Very small DRAs need to establish priorities to ensure that the best outcome is achieved. In most cases, local production is very small, therefore the priority of regulatory work is to ensure reliable quality and a regular flow of imported supplies. To achieve this, collaboration with importers in both the public and private sectors is crucial. Such collaboration should aim at identifying the most favourable balance among these options:

• Too many regulatory/administrative requirements may overburden small companies, causing a negative impact on drug prices, and reducing the number of companies willing to do business in or with the country.

• Too little regulatory control would put consumers in the hands of importers --who are not necessarily properly qualified-- without sufficient protection from the state.

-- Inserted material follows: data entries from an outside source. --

PR #476, opened 2022-08-03
End-to-end testing framework for IAM authenticator

richzli:
Created an end-to-end testing framework for the authenticator. README in `./hack/e2e`.


tests/e2e/apiserver_test.go
```diff
@@ -0,0 +1,97 @@
...
+)
+
+const (
+    restartDelaySec     = 30
+    testTimeoutSec      = 300
+)
+
+var _ = Describe("[apiserver] [Disruptive] the apiserver", func() {
+    f := framework.NewDefaultFramework("auth")
+    // TODO: figure out how to incorporate the framework!
```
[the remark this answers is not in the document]
richzli: I'm honestly not sure about the framework--despite seeing it being used in other projects, I couldn't get it to work here. The kubeconfig is passed through the `--kubeconfig` flag and can be accessed using some package-level variables, but the ClientSet that *should* have been created in f.ClientSet just... didn't work for me when I tried it.

Besides, I don't think you can extract the configuration from the ClientSet anyways, so... yeah, this can probably be deleted.

tests/e2e/tests.go
```diff
@@ -0,0 +1,173 @@
...
+
+            res, err := cs.AuthorizationV1().
+                SelfSubjectAccessReviews().
+                Create(context.TODO(), &selfCheck, metav1.CreateOptions{})
+
+            Expect(err).ToNot(HaveOccurred())
+            Expect(res.Status.Allowed).To(BeFalse())
+
+            // check no access to nodes
+
```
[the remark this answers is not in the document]
richzli: Mildly related: probably need to `gofmt` the code before merging up the PR.

tests/e2e/apiserver_test.go
```diff
@@ -0,0 +1,97 @@
...
+
+        AfterEach(func() {
+            cs.BatchV1().Jobs(kubeSystemNs).Delete(context.TODO(), "apiserver-restarter", metav1.DeleteOptions{})
+        })
+
+        It("restarts successfully", func() {
+            startTime := time.Now()
+            success := false
+
+            for time.Now().Sub(startTime).Seconds() < testTimeoutSec {
```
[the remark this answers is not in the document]
richzli: That's a good idea.

hack/e2e/apiserver-update.yaml
```diff
@@ -0,0 +1,52 @@
...
+          path: /srv/kubernetes/kube-apiserver
+          type: Directory
+
+      containers:
+      - name: apiserver-updater
+        image: busybox
+        # this shell command adds the --authentication-token-webhook-config-file flag
+        # to the apiserver manifest, which routes authentication through the webhook.
+        # it adds the relevant line after the first appearance of the string "- args;",
+        # which is a little messy--can possibly be improved by installing yq and using it (?)
```
wongma7, line 36: Long-term, it would be easier to leverage kops existing mechanism for installing aws-iam-authenticator, and then patching it for the purpose of the test, instead of maintaining hack/e2e/deploy.yaml and these apiserver files.

From https://kops.sigs.k8s.io/authentication/#turning-on-iam-authenticator-on-an-existing-cluster:

kops equivalent to apiserver-update.yaml is:
```
Edit the clusters configuration kops edit cluster ${NAME} and add the Authentication and Authorization configs to the YAML config.
Update the clusters configuration kops update cluster ${CLUSTER_NAME} --yes
Temporarily disable aws-iam-authenticator DaemonSet kubectl patch daemonset -n kube-system aws-iam-authenticator -p '{"spec": {"template": {"spec": {"nodeSelector": {"disable-aws-iam-authenticator": "true"}}}}}'
```
kops requivalent to apiserver-restart.yaml is:
```
Perform a rolling update of the masters kops rolling-update cluster ${CLUSTER_NAME} --instance-group-roles=Master --force --yes
```

Then we just patch the `image` field of DaemonSet to be the image we are testing.

 Another option would be to reuse deploy/example.yaml instead of maintaining hack/e2e/deploy.yaml , this would have the secondary benefit of testing that the excample actually works.

I am making suggestions for what we should do in future because I do think it is a little messy and fragile to be rolling our own installation/update/restart mechanism instead of leveraging the existing ones (the purpose of the test is to test changes to the authenticator itself, not so much the installation/update/restart mechanism) , but I am not blocking this PR based on this.

hack/kops-patch.yaml
```diff
@@ -0,0 +1,145 @@
+spec:
```
wongma7, line 1: this can be left as empty file, i assume it was copy/pasted from ebs so it's not needed by us

hack/e2e/deploy.yaml
```diff
@@ -0,0 +1,310 @@
...
+        args:
+        - server
+        # uncomment if using EKS-Style ConfigMap
+        # - --backend-mode=EKSConfigMap
+        - --config=/etc/aws-iam-authenticator/config.yaml
+        - --state-dir=/var/aws-iam-authenticator
+        - --generate-kubeconfig=/etc/kubernetes/aws-iam-authenticator/kubeconfig.yaml
+      # uncomment if using the Kops Usage instructions https://sigs.k8s.io/aws-iam-authenticator#kops-usage
+      # the kubeconfig.yaml is pregenerated by the 'aws-iam-authenticator init' step
+        - --kubeconfig-pregenerated=true
```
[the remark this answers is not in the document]
richzli: These were leftover comments from the template deploy in the repo README; I can just remove them.

hack/e2e/apiserver-update.yaml
richzli: I see. I remember when I was first setting this up and looked into kops authenticator as an option, but couldn't figure out a way to put in a custom image. `kubectl patch` may do the trick, though. I'll see what I can do.

richzli: And about the restart--I apply this job in a side test. I didn't want to end up writing some messy `exec.Command` stuff inside of a test suite, so I came up with this instead.

hack/kops-patch.yaml
richzli: Looks like I can use it to patch the cluster file with the authenticator setup.

hack/e2e/deploy.yaml
```diff
@@ -0,0 +1,310 @@
...
+      # - config (mounted from the ConfigMap at /etc/aws-iam-authenticator/config.yaml)
+      # - state (persisted TLS certificate and keys, mounted from the host)
+      # - output (output kubeconfig to plug into your apiserver configuration, mounted from the host)
+      containers:
+      - name: aws-iam-authenticator
+        image: <IMAGE_NAME>
+        args:
+        - server
+        # uncomment if using EKS-Style ConfigMap
+        # - --backend-mode=EKSConfigMap
```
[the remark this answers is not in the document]
richzli: I think the default backend mode (the one without the flag, using a ConfigMap) is the one I'm using, so leaving this commented out is fine. I just left it in in case extra cases for different backend modes are added in the future.

Although now that I think about it, I should probably just get rid of it.

hack/e2e/apiserver-update.yaml
richzli: And just using deploy/example.yaml doesn't work because I added a few extra mappings to it to facilitate testing.

richzli:
If this looks good, I'll rebase it.

hack/e2e/kops.sh
```diff
@@ -61,7 +61,7 @@ function kops_create_cluster() {
     cat <(echo "[") "${CLUSTER_FILE}.tmp" <(echo "]") > "$CLUSTER_FILE"
     rm "${CLUSTER_FILE}.tmp"
 
-    kops_patch_cluster_file "$CLUSTER_FILE" "$KOPS_PATCH_FILE" "$KUBECTL_BIN"
+    kops_patch_cluster_file "$CLUSTER_FILE" "$KOPS_PATCH_FILE" "$KUBECTL_BIN" "$IMAGE_URL"
```
richzli, line 64: (reminder for tomorrow--get rid of the this last argument)

tests/e2e/apiserver_test.go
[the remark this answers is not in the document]
nckturner: Ok, well if this works in prow then its fine for a first pass, we can look into the framework later/when needed.

PR #488, opened 2022-09-15
Add new backend mode DYNAMICFILE

nnmin-aws:
Description:

This PR introduces a new backend mode DYNAMICFILE and an according DYNAMICFILEPATH configurable option to authenticator. It will enable authenticator to load the identity and its mapping from a file specified by DYNAMICFILEPATH  and dynamically reload whenever there is any change in the file.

• Limiting the sourcing of pharmaceuticals to a predefined number of countries with effective regulatory capacity, and making regular use of the WHO-type product certificate may significantly reduce the risk of being confronted with substandard or spurious drugs, but may yield satisfactory results for a limited list of drugs in terms of price and accessibility.

With limited staff and resources, computerization of information can be helpful. However, with limited resources it may be impossible to include every piece of data about an application or MA. An example of the minimum information that a very small regulatory authority may consider is:

• application number and date
• applicant
• drug name
• strength
• dosage form
• primary container
• active ingredients & their amounts by dosage unit
• indications for use
• manufacturer responsible for releasing final dosage form for marketing
• dispensing category
• therapeutic classification
• origin

Access to this basic information on authorized products and efficient handling of import permits are crucial elements that permit sound management of the regulatory aspects of drug supply and guarantee credibility for the DRA, even when the institution is very small.